Digging Beneath The Surface: Is Housing Perpetuating A Wealth Divide in Canada?

Updated: Nov 7


Summary Remarks

Counter to public perception, wealth inequality has narrowed slightly in Canada. Between 2005 and 2019, the share of wealth held by the top 1% and 10% both fell. Some ground was gained by middle and low-wealth households.

Real estate values have not contributed to a widening in wealth inequality. If anything, rising homeownership among the lowest wealth Canadians has helped to lean against it. To top it off, those driving the increase in homeownership at the bottom are young Canadians between the ages of 25 and 34 – the demographic that the public discourse would suggest is being priced out.

But, dig deeper and the story gets more complicated. These young households have higher incomes than the average low-wealth household, with many also benefiting from parental wealth transfers. Despite these advantages, the deterioration in affordability is resulting in higher leverage. This is the reason these households are bumped into the “low wealth” category.
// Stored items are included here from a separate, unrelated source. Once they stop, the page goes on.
PR #2058, opened 2025-09-03
Split concatenated namespaces

bhavanap1131-cmd:
Split pipe-concatenated namespace regex (e.g., _ns_=~"nsA|nsB|nsC") using QueryUtils.splitAtUnescapedPipes:

Single value ->  Equals("nsA")

Multiple values ->  In(Set("nsA","nsB","nsC"))

Per-namespace attribution: when In(...) is present, build a metric group-by per namespace and increment counters accordingly (timeSeriesScanned, cpuNanos; preserves existing behavior elsewhere).

### DIFF
--- a/core/src/main/scala/filodb.core/downsample/DownsampledTimeSeriesShard.scala
+++ b/core/src/main/scala/filodb.core/downsample/DownsampledTimeSeriesShard.scala
@@ -81,6 +81,7 @@ class DownsampledTimeSeriesShard(rawDatasetRef: DatasetRef,
   private val indexTtlMs = downsampleTtls.last.toMillis
   private val clusterType = filodbConfig.getString("cluster-type")
   private val deploymentPartitionName = filodbConfig.getString("deployment-partition-name")
+  private val NamespaceCol = "namespace"
 
   private val downsampleStoreConfig = StoreConfig(filodbConfig.getConfig("downsampler.downsample-store-config"))
   private val typeFieldIndexingEnabled = filodbConfig.getBoolean("memstore.type-field-indexing-enabled")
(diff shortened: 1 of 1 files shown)


core/src/main/scala/filodb.core/downsample/DownsampledTimeSeriesShard.scala
```diff
@@ -372,6 +378,87 @@ class DownsampledTimeSeriesShard(rawDatasetRef: DatasetRef,
...
+      val shardKeys = schemas.part.options.shardKeyColumns
+
+      nsValues.foreach { v =>
+        // replace namespace=In(...) with namespace=Equals(v) for per-NS attribution
+        val perNsFilters = normalizedFilters.updated(nsIdx, ColumnFilter(NamespaceCol, Filter.Equals(v)))
+        val startNs = Utils.currentThreadCpuTimeNanos
+
+        // per-namespace lookup purely for accounting
+        val recsForNs = partKeyIndex.partKeyRecordsFromFilters(
+          perNsFilters, chunkMethod.startTime, chunkMethod.endTime)
```
alextheimer, line 426: This correctly gets the per-ns query stats, but it's an expensive index lookup that we've already done for the full pipe-concatenated set of namespaces (i.e. to serve the query). IIUC this is effectively a second full scan.

Our options might be pretty limited here-- we can:
1. In the `SingleClusterPlanner`, split `LogicalPlan`s with pipe-concatenated namespaces into one plan per namespace. Materialize each, then concatenate/aggregate. **Benefit**: filodb clusters can still be sent namespace-regex; total count of remote plans remains low. **Cost**: risky planner rework.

Wealth inequality in Canada is not just a story of rich versus poor, it is one of homeowners versus non-homeowners. The average net worth of homeowners born between 1955 and 1964 is now more than $1.4 million. This is 6.3 times that of non-homeowners born during the same time.

With affordability now at its worst level in decades, the current generation of prospective homebuyers is facing the fate of missing out on housing wealth. Households without a starting point of a high income and/or an intergenerational wealth transfer face a high barrier into homeownership.